◆ WHAT YOU WILL DO ◆
Copy the lines below verbatim. Begin with the first and end with the line containing "1. **They're top-billed**".

◆ DATA FOR REVIEW ◆
******

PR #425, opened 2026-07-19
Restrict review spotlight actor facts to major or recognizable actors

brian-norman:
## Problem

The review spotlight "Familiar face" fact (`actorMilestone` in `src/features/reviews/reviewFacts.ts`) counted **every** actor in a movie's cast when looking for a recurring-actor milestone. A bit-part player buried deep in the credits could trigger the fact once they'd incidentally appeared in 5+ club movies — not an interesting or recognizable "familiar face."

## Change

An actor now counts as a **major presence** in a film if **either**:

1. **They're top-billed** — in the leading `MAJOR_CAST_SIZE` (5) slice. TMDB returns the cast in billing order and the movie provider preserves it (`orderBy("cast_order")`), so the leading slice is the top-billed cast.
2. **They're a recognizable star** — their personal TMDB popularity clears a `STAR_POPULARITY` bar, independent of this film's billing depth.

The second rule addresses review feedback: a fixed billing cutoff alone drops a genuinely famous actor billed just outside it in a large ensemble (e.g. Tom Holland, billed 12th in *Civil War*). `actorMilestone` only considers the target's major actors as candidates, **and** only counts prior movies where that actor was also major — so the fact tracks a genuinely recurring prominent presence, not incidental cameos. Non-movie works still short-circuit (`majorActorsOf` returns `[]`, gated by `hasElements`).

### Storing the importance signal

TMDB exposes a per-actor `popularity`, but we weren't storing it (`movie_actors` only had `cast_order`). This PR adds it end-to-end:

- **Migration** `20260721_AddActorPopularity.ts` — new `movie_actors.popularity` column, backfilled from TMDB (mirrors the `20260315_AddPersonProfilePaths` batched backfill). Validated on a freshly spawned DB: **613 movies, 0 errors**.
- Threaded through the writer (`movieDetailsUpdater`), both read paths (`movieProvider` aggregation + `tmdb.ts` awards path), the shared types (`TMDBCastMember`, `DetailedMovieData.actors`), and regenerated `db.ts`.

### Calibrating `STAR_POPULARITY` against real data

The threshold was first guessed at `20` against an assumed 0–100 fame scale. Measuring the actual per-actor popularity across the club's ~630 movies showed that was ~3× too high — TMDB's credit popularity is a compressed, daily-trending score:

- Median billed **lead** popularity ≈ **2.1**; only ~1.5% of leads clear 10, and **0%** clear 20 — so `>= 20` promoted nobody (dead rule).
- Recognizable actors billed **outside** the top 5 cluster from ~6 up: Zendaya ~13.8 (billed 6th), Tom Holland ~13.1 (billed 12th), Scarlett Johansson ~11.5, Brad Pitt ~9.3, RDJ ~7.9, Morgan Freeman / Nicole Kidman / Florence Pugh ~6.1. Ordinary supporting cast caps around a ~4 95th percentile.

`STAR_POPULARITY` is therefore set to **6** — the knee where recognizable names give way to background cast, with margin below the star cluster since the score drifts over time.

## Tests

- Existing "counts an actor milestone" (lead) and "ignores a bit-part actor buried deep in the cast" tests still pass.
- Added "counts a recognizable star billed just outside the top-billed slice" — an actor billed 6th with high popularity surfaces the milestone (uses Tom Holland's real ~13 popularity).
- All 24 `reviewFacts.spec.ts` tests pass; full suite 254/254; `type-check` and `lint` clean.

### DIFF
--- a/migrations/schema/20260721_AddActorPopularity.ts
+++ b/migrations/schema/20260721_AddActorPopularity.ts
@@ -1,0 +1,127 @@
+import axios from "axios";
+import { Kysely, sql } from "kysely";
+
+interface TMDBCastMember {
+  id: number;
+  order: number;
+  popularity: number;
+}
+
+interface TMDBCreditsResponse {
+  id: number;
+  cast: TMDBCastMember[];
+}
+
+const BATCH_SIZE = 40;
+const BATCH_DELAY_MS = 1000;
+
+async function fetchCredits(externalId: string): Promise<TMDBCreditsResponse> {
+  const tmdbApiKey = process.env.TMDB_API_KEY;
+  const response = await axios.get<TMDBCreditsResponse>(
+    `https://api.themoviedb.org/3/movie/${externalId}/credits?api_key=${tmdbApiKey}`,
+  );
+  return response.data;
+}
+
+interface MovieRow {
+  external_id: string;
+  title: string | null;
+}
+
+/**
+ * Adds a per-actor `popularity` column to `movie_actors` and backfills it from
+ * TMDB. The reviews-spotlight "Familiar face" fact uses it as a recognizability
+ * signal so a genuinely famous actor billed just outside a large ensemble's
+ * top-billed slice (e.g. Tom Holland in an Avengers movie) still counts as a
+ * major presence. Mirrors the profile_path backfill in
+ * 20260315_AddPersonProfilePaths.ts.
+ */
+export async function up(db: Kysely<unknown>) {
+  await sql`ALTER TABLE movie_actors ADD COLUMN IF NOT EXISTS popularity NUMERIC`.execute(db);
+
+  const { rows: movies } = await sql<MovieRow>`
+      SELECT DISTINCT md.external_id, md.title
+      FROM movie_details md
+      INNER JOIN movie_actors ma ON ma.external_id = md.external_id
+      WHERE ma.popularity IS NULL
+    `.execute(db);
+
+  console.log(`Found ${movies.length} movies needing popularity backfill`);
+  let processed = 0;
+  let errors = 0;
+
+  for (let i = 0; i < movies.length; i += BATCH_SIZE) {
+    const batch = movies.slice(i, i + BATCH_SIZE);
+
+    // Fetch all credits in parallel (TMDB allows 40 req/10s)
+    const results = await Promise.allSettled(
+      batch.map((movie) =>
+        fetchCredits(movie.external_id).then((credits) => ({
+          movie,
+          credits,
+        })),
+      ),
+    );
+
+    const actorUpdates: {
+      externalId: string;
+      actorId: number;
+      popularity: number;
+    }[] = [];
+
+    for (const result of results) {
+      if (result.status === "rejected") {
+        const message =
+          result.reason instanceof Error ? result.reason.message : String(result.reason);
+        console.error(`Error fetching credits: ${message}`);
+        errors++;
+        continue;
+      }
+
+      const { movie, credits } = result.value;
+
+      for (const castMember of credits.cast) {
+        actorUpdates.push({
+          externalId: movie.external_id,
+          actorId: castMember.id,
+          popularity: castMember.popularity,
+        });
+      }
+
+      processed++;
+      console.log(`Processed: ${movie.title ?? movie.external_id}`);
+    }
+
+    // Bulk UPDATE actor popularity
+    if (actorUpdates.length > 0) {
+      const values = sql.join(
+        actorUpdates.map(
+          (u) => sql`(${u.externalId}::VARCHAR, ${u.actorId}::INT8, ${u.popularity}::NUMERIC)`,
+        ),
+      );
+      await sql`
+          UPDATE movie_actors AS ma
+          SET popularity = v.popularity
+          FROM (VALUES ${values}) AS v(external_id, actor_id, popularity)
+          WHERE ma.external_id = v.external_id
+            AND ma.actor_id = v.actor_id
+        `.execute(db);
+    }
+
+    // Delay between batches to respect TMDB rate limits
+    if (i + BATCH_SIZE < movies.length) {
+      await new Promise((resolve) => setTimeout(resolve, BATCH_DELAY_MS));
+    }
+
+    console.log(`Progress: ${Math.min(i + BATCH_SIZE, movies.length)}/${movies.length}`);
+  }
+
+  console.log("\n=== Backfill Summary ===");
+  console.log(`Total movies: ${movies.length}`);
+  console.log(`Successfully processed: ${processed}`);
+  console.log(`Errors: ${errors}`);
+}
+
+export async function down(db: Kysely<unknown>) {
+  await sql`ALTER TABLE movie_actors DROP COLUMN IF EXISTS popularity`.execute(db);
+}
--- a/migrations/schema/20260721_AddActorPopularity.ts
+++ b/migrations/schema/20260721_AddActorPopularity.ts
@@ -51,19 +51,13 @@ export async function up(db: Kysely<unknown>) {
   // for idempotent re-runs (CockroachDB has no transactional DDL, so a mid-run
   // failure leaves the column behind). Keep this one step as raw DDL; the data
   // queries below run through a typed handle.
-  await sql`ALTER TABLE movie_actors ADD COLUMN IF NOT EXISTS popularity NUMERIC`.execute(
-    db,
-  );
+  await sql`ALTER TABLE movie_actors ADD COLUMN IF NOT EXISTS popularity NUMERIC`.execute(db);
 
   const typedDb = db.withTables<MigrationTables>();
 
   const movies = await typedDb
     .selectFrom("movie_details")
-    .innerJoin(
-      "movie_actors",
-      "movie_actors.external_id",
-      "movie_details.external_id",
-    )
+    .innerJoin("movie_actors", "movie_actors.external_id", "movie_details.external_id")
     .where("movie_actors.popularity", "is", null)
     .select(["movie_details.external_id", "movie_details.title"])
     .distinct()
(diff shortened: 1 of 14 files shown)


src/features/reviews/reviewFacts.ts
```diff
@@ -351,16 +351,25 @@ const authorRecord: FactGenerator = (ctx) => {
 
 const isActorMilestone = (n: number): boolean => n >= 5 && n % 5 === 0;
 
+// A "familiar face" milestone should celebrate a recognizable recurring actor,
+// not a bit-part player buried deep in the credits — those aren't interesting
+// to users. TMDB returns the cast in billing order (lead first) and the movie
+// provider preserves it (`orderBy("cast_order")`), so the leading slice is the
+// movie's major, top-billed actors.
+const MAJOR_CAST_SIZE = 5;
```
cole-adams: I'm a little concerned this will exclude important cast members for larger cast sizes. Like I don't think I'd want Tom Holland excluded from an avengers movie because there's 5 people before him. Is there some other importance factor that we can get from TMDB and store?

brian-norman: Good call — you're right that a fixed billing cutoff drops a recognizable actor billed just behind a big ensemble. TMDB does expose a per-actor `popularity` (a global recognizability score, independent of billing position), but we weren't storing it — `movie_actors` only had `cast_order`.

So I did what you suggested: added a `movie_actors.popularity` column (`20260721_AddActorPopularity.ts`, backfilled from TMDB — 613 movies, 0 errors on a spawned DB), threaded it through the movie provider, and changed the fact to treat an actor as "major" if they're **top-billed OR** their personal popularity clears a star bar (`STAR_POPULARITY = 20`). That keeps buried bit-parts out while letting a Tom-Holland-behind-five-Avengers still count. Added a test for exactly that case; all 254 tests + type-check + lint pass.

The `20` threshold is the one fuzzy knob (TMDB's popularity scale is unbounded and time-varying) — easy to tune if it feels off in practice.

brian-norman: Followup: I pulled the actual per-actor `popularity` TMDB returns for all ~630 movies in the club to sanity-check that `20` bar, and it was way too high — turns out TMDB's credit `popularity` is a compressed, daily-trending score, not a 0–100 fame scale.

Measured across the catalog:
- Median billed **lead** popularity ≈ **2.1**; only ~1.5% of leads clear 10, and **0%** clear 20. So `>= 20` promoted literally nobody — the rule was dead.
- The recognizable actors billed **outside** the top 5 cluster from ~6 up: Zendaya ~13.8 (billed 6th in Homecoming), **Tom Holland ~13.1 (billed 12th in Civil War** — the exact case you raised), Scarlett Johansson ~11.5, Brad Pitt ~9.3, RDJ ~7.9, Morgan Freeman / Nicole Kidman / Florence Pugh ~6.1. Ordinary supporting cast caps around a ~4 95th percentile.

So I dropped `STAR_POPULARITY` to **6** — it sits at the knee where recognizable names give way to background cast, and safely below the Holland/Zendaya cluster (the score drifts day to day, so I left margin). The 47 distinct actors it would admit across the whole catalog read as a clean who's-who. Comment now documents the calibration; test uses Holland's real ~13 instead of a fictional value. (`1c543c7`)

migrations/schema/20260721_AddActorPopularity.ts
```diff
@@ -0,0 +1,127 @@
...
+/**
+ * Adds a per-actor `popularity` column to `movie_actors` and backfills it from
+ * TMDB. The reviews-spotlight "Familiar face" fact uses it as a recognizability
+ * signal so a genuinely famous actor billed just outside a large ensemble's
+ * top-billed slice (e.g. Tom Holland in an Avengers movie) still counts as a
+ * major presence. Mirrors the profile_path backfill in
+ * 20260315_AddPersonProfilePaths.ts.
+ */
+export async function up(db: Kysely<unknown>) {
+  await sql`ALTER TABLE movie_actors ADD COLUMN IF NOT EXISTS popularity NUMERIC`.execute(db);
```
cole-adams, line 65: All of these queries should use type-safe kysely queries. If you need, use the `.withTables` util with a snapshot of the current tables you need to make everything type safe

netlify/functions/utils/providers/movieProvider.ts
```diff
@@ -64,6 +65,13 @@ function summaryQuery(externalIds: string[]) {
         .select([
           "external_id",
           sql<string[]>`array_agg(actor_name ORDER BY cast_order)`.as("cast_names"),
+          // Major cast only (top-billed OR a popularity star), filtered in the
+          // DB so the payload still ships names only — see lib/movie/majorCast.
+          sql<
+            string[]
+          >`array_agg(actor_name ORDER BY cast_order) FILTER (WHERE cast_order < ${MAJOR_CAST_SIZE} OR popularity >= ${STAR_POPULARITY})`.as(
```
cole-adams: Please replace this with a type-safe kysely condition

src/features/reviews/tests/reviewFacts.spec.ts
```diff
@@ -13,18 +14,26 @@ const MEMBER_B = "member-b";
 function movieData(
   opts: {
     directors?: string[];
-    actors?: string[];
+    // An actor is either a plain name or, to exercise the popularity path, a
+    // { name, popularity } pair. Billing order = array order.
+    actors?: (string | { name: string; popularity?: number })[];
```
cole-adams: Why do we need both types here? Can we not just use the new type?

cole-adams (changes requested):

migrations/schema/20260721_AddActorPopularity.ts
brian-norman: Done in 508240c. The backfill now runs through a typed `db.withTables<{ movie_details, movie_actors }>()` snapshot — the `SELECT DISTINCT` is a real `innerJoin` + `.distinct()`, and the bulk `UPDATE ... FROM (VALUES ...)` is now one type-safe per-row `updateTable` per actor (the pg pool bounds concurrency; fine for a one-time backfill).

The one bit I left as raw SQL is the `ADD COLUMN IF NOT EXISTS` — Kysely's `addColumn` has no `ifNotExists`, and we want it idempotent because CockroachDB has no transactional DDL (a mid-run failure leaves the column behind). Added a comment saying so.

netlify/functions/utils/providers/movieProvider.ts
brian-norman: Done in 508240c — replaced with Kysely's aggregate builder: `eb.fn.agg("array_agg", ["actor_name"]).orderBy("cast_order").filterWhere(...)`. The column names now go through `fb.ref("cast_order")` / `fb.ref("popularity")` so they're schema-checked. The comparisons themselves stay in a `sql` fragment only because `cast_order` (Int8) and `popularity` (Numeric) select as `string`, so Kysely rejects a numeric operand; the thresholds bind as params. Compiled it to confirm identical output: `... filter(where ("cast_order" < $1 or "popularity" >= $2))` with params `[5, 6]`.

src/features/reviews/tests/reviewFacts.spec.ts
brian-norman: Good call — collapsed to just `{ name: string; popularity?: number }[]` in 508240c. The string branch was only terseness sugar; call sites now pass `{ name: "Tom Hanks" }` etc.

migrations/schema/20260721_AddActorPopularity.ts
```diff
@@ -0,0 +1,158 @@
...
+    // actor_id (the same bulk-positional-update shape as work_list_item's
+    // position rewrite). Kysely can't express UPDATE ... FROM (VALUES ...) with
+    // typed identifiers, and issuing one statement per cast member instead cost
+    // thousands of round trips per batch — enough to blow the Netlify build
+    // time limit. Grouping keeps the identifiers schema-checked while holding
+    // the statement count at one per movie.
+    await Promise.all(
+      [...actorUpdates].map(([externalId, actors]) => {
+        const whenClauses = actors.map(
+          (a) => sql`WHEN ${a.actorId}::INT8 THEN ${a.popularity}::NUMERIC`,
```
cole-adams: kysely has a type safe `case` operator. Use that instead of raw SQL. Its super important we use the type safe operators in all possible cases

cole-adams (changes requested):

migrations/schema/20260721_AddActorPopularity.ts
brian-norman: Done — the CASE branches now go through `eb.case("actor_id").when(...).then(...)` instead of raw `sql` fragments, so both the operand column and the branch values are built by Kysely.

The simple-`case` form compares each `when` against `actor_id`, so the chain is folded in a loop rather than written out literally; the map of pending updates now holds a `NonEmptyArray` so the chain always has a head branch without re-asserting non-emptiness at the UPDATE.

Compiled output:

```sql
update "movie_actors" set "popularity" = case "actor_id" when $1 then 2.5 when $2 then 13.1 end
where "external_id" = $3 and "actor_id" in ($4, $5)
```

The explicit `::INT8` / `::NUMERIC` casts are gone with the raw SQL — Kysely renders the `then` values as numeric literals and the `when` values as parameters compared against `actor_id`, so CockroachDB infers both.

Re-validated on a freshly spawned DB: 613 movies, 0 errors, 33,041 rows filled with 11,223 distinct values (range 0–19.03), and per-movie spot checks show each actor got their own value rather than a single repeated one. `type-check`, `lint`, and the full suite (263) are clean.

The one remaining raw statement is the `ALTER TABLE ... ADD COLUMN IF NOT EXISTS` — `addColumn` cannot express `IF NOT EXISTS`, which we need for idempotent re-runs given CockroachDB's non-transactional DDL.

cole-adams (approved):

******

◆ REPLY ◆
PR #425, opened 2026-07-19
Restrict review spotlight actor facts to major or recognizable actors

brian-norman:
## Problem

The review spotlight "Familiar face" fact (`actorMilestone` in `src/features/reviews/reviewFacts.ts`) counted **every** actor in a movie's cast when looking for a recurring-actor milestone. A bit-part player buried deep in the credits could trigger the fact once they'd incidentally appeared in 5+ club movies — not an interesting or recognizable "familiar face."

## Change

An actor now counts as a **major presence** in a film if **either**:

1. **They're top-billed** — in the leading `MAJOR_CAST_SIZE` (5) slice. TMDB returns the cast in billing order and the movie provider preserves it (`orderBy("cast_order")`), so the leading slice is the top-billed cast.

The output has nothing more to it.